M. Michaelis 16.07.2014
Natürlich war es despektierlich gemeint. Richtig armselig wird es erst wenn man nicht mal dazu stehen kann.
2.
kimba_2014 16.07.2014
Nicht einknicken, Herr Niersbach. Da war nichts, für das man sich entschuldigen müsste.
3.
h.hass 16.07.2014
Einen unterlegenen Gegner öffentlich zu verhöhnen, ist also "in keinster Weise despektierlich"... Was genau wäre dann denn eigentlich despektierlich? Kann das jemand genauer sagen? Den Gegner zu ohrfeigen oder ihn als Trottel zu beschimpfen?
4.
Andr.e 16.07.2014
Zitat von sysopGetty ImagesDFB-Präsident Wolfgang Niersbach hat den umstrittenen "Gaucho-Tanz" einiger deutscher Nationalspieler beim Weltmeister-Empfang auf der Berliner Fanmeile verteidigt. Die Aktion sei "in keinster Weise despektierlich" gemeint gewesen. http://www.spiegel.de/panorama/so-geh-n-die-gauchos-dfb-chef-niersbach-verteidigt-gaucho-tanz-a-981366.html
Na sicher war es nicht despektierlich. Das dürfte auch kaum jemand annehmen.
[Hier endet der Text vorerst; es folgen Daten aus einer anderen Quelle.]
PR #6689, opened 2025-02-11
mpl: fix fixed terminals for cluster of unplaced IOs and max cost

### LINKED ISSUE #6668: mpl: the distance to boundary is wrongly computed from level != 0 inside SA
### Description

There's an offset compensation missing. This compensation happens "automatically" for all fixed terminals, but, for the unconstrained ios cluster we compute the distance to the boundaries based on the shape of die - which needs to be relocated according to the current parent offset.

### Suggested Solution

Apply the correct compensation.

### Additional Context

_No response_

AcKoucher:
Fix #6668

### What is Wrong
In the context of the WL computation inside SA for when the target cluster is a cluster of unplaced IOs:
1. The distance to boundary is being wrongly computed when the cluster of unplaced IOs is the _the cluster of unconstrained pins_, because we're using the shape of its Cluster object which does not take into account the offset w.r.t. the current outline.
2. The max/limit cost which should be the die area HPWL is also being wrongly computed, because we always use the shape of the target io cluster that may not be the die area. _The only situation in which that is true is if the cluster of unplaced IOs represents pins without constraints._

### Context and Changes
Originally, a fixed terminal in HierRTLMP was just a Soft/Hard Macro with the shape of a point (area = 0).
With the new IOs' abstraction implemented in #5809, for clusters of unplaced IOs, we need to have a Soft/Hard Macro object with a proper shape inside SA in order to compute the distance to the closest boundary correctly.

As this needs to happen for both cluster placement (Soft) and macro placement (Hard) I made the constructors used to create fixed terminals in both Hard/Soft Macro have the same arguments to be able to template the function that uses these constructors.

I.e., this PR ensures that:
- Inside SACore, for a WL computation in which one of the objects is a cluster of unplaced IOs, the Cluster object is used to identify to which boundary the cluster of unplaced IOs is constrained to.
- We now cache the dimensions of the die area inside the PhysicalHierarchy struct during the ClusteringEngine initialization. This cache is passed on to the SA Core, which during its initialization will offset it to the current outline.  The cache will be, then, used to compute the dist to the closest boundary in the case of the cluster of unconstrained IOs.
- The cached die area shape will also be used to compute the max distance to generate the max cost.


AcKoucher:
Running Secure-CI

maliberty (approved):

maliberty:
Code is ok; waiting on CI to merge

AcKoucher:
The failure in the regression test seems to be related to a bug that is not related to the changes here. However, it needs fixing before this PR gets merged. I'm working on it.

AcKoucher:
@maliberty I found another bug in the same scope of the changes here. I pushed the fix and updated the description.

AcKoucher:
I pushed one more change that will help me rebasing my branch with the second phase of the IO constraints projects with the changes here.

AcKoucher:
I pushed new master changes to fix the regression tests results.

Running new Secure-CI now that #6697 was merged.

AcKoucher:
Re-running Secure-CI.

PR #6690, opened 2025-02-11
dpl: remove use of disallow_one_site_gaps

gadfort:
Changes:
- removes use of -disallow_one_site_gaps from DPL in favor of database implementation
- corrects segfault on macros without a site, probably should be excluding pads and macros from this check to avoid a pad filler allowing 1 site gaps when the standard cells dont


maliberty:
I see we fixed the same bug; I did in your tap PR.

src/dpo/test/gcd_no_one_site_gaps.ok
```diff
@@ -1,8 +1,9 @@
-[INFO ODB-0227] LEF file: Nangate45/Nangate45.lef, created 22 layers, 27 vias, 135 library cells
+[INFO ODB-0227] LEF file: Nangate45_data/Nangate45.lef, created 22 layers, 27 vias, 135 library cells
 [INFO ODB-0128] Design: gcd
 [INFO ODB-0130]     Created 54 pins.
 [INFO ODB-0131]     Created 549 components and 2166 component-terminals.
 [INFO ODB-0133]     Created 364 nets and 1068 connections.
+[WARNING DPO-0003] -disallow_one_site_gaps is deprecated
```
maliberty, line 6: Update the test to remove the deprecated flag

src/dpo/test/gcd_no_one_site_gaps.ok
```diff
@@ -58,7 +64,8 @@ Importing netlist into detailed improver.
 Detailed Improvement Results
 ------------------------------------------
 Original HPWL             7709.2 u
-Final HPWL                7326.7 u
-Delta HPWL                  -5.0 %
+Final HPWL                7257.2 u
+Delta HPWL                  -5.9 %
 
+[WARNING DPL-0004] -disallow_one_site_gaps is deprecated
```
maliberty, line 70: Update the test to remove the deprecated flag

maliberty (changes requested):

maliberty:
I agree on the pads.  Do you want to add it to this PR?

gadfort:
@maliberty added the checks to this PR and merged with master, so this should be good to check now.

src/dpo/test/Nangate45_data/Nangate45.lef
maliberty, line 1: Please use a symlink rather than copying

src/odb/src/zutil/util.cpp
```diff
@@ -279,8 +279,29 @@ bool hasOneSiteMaster(dbDatabase* db)
...
+        continue;
+      }
+
+      // Ignore IO corner cells
+      dbMasterType type = master->getType();
+      if (type == dbMasterType::ENDCAP_TOPLEFT
+          || type == dbMasterType::ENDCAP_TOPRIGHT
+          || type == dbMasterType::ENDCAP_BOTTOMLEFT
+          || type == dbMasterType::ENDCAP_BOTTOMRIGHT) {
+        continue;
```
maliberty, line 292: Use `mater->getType().isEndCap()` (there are quite a few more types for endcaps)

maliberty (changes requested):

src/odb/src/zutil/util.cpp
gadfort: only the 4 listed refer to PAD corners, the remainder refer to standard cell end caps. It's a dumb LEF naming thing, but isEndCap captures both standard cells (which we want to check) and IO corners (which we dont)

src/dpo/test/Nangate45_data/Nangate45.lef
gadfort: symlink from where? This is not a copy but a copy+modification.

maliberty: In that case it is confusingly named.  Something should indicate the modifications.

gadfort: I will add some comments to the top of the file to clarify

maliberty (approved):

eder-matheus:
@maliberty @gadfort Our private CI is broke after this update. All designs are failing in DPL with the following error:
```
[WARNING DPL-0007] One site gap check failed (16).
...
...
[ERROR DPL-0033] detailed placement checks failed.
```

maliberty:
We are going to have to revert this while we figure out what's wrong.  It appears that we didn't properly use the flag before so now we are activating this code automatically and seeing a change.

gadfort:
@maliberty I mentioned to @eder-matheus I found before that DPO does some things that result in an illegal placement, to solve it I just follow it with a call to detail placement (I know not great). Maybe it's possible to just revert out the changes to DPO? since that seems to be where the issue is currently present. Unless you found a different issue as well.

maliberty:
We weren't passing -disallow to either dpl or dpo in ORFS!  For now I want to take both out and then we can look at a partial restore of dpl.  I'm not sure why this didn't produce gap problems before, perhaps just luck?

gadfort:
Ahh, I see, yes, that is an oversight

eder-matheus:
@maliberty @gadfort After some investigation, I found that DPO is the  source of the problems. Let me give some context:

* I'm running my tests in a branch where I restored this PR, so the auto detection of disallow_one_site_gaps is on.
* After the `detailed_placement` call, `check_placement` don't report violations. So the DPL side is fine.
* However, after running `improve_placement -max_displacement`, `check_placement` reports one site gap check fails.
* Looking at the violations in ODB, we don't have one-site gaps, but three-site gaps the `check_placement` considers as violations. Check the figure below:
image
* This also happens in our master branch! If I change the ORFS scripts to use the `-disallow_one_site_gaps` flag in both `detail_placement` and `improve_placement` calls, the results are exactly the same from my tests with this PR restored. However, we also need to call `check_placement` with the disallow flag.
* What triggered this error in this PR is that now `check_placement` automatically detects when it's needed to check for one-site gaps.

I believe the problem is that DPL has a different understanding from DPO of what is a one site gap violation. What tool should be fixed? I believe DPL is doing the right thing here, but I just want to confirm.

gadfort:
@eder-matheus why would a 3 site gap be considered a 1 site violation?

eder-matheus:
> @eder-matheus why would a 3 site gap be considered a 1 site violation?

I believe it's caused by the `set_placement_padding` call. We add a PAD of 1 in this design in the beginning of the `detail_place.tcl` script, and it is applied to the `check_placement` at the end of this script. Setting the PAD to zero before checking the placement results in no errors.

gadfort:
It seems to me that `check_placement` should not be using the padding during the 1 site gap checks.

eder-matheus:
> It seems to me that `check_placement` should not be using the padding during the 1 site gap checks.

I've created this PR doing this: https://github.com/The-OpenROAD-Project/OpenROAD/pull/6718.

I also started a secure-ci to ensure it will work for every design.

maliberty:
I agree with @gadfort that check_placement should not consider padding.  You can fill a 3-site gap.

Allerdings ist die Außenwirkung wohl eher unglücklich. Das in Deutschland die vor Stolz(?) strotzende Mehrheit nichts Anrüchiges daran finden kann, ist dabei nicht verwunderlich, trifft es die Fraktion "Die anderen aber auch" ja nicht persönlich. Das im umgekehrten Fall genau diese Fraktion von Geschmacklosigkeit und/oder dem "typisch unfairen Argentinier" sprechen würde, wird dabei natürlich völlig außer Acht gelassen. Herr Niersbach, dass Sie sich dazu äußern müssen, sagt weit mehr über diesen ganzen Fauxpax aus, als es alle Kommentare in der Presse könnten.
5. Peinlich ist alleine diese übertriebene political correctness
no__comment 16.07.2014
Als wenn das soooo tierisch ernst gemeint gewesen wäre. Das war eine ausgelassene Jubelfeier, mehr nicht.